_Instructions for the task_. Show all lines of the listing that contain the word "think".

##########

PR #1255, opened 2024-06-05
[RHELC-774] Add exclude setopt to remaining repoquery calls

r0x0d:
We need to exclude any packages set in the /etc/yum.conf set by the user so we can make sure that when we run repoquery, we are really gathering all the data we want from the command. This patch introduces the overridable --setopt=exclude= in the remaining repoquery calls.

Jira Issues:

- [RHELC-774](https://issues.redhat.com/browse/RHELC-774)

Checklist

### DIFF
--- a/convert2rhel/actions/pre_ponr_changes/kernel_modules.py
+++ b/convert2rhel/actions/pre_ponr_changes/kernel_modules.py
@@ -71,10 +71,7 @@ class EnsureKernelModulesCompatibility(actions.Action):
             "--releasever=%s" % system_info.releasever,
             "--setopt=*.skip_if_unavailable=False",
         ]
-        basecmd = [
-            "repoquery",
-            "--releasever=%s" % system_info.releasever,
-        ]
+        basecmd = ["repoquery", "--releasever=%s" % system_info.releasever, "--setopt=exclude="]
 
         if system_info.version.major >= 8:
             basecmd.append("--setopt=module_platform_id=platform:el" + str(system_info.version.major))
--- a/convert2rhel/actions/pre_ponr_changes/kernel_modules.py
+++ b/convert2rhel/actions/pre_ponr_changes/kernel_modules.py
@@ -71,6 +71,9 @@ class EnsureKernelModulesCompatibility(actions.Action):
             "--releasever=%s" % system_info.releasever,
             "--setopt=*.skip_if_unavailable=False",
         ]
+        # Clearing the exclude field with setopt to prevent kernel being
+        # excluded in the config.
+        # https://issues.redhat.com/browse/RHELC-774
         basecmd = ["repoquery", "--releasever=%s" % system_info.releasever, "--setopt=exclude="]
 
         if system_info.version.major >= 8:
--- a/convert2rhel/pkgmanager/handlers/dnf/__init__.py
+++ b/convert2rhel/pkgmanager/handlers/dnf/__init__.py
@@ -86,6 +86,10 @@ class DnfTransactionHandler(TransactionHandlerBase):
         # going in with the packages in the transaction.
         self._base._ds_callback = DependencySolverProgressIndicatorCallback()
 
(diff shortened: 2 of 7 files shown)


r0x0d:
missing the dnf/yum cli calls. Will update the PR.

convert2rhel/actions/pre_ponr_changes/kernel_modules.py
```diff
@@ -71,10 +71,7 @@ def _get_rhel_supported_kmods(self):
             "--releasever=%s" % system_info.releasever,
             "--setopt=*.skip_if_unavailable=False",
         ]
-        basecmd = [
-            "repoquery",
-            "--releasever=%s" % system_info.releasever,
-        ]
+        basecmd = ["repoquery", "--releasever=%s" % system_info.releasever, "--setopt=exclude="]
```
Venefilyn, line 74: Could we add a comment here as well about setopt? Maybe just linking to the Jira issue. More comments the better for future maintainability IMO

Venefilyn (approved):
Looks great! Approved and can be merged when tests pass

convert2rhel/pkgmanager/handlers/dnf/__init__.py
```diff
@@ -86,6 +86,10 @@ def _set_up_base(self):
         # going in with the packages in the transaction.
         self._base._ds_callback = DependencySolverProgressIndicatorCallback()
 
+        # Override the exclude option that is loaded from the config and set it
+        # to empty.
+        self._base.conf.substitutions["exclude"] = []
```
hosekadam, line 91: I think this should be set after `self._base.read_all_repos()` is called. Otherwise, it raises an exception.

Also, I'm not sure about the name`exclude`, I couldn't find that in the docs. The only one I found and seems like what we want is `excludepkgs` https://dnf.readthedocs.io/en/latest/conf_ref.html#conf-main-options-label

r0x0d: The use of `substitutions` is wrongly used here as pointed correctly by @hosekadam. We should rely on `exclude` or `excludepkgs` as well. I'm investigating on why dnf is not loading the settings properly through the config file.

r0x0d: The `excludepkgs` is a dnf only param, but either `exclude` or `excludepkgs` can be used. `exclude` is compatible with yum, and since we are pretty much using it everywhere, I think I will keep the `exclude` in the code. 

The substitutions part is really wrong here, but I'm pushing a commit that will fix it.

hosekadam (approved):
Looks good, but cannot test because of the Candlepin outage

convert2rhel/pkgmanager/handlers/dnf/__init__.py
```diff
@@ -86,6 +86,11 @@ def _set_up_base(self):
         # going in with the packages in the transaction.
         self._base._ds_callback = DependencySolverProgressIndicatorCallback()
 
+        # Override the exclude option that is loaded from the config and set it to empty.
+        # NOTE(r0x0d): In DNF they have exclude to be `py:excludepkgs`. It is fine to use `exclude` for now as it is
```
Venefilyn, line 90: Small nitpick but some tools that consolidate NOTE/TODO etc won't find it like this, so I've started doing this instead when I can:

##########

_Task solution_.
hosekadam, line 91: I think this should be set after `self._base.read_all_repos()` is called. Otherwise, it raises an exception.
r0x0d: The `excludepkgs` is a dnf only param, but either `exclude` or `excludepkgs` can be used. `exclude` is compatible with yum, and since we are pretty much using it everywhere, I think I will keep the `exclude` in the code. 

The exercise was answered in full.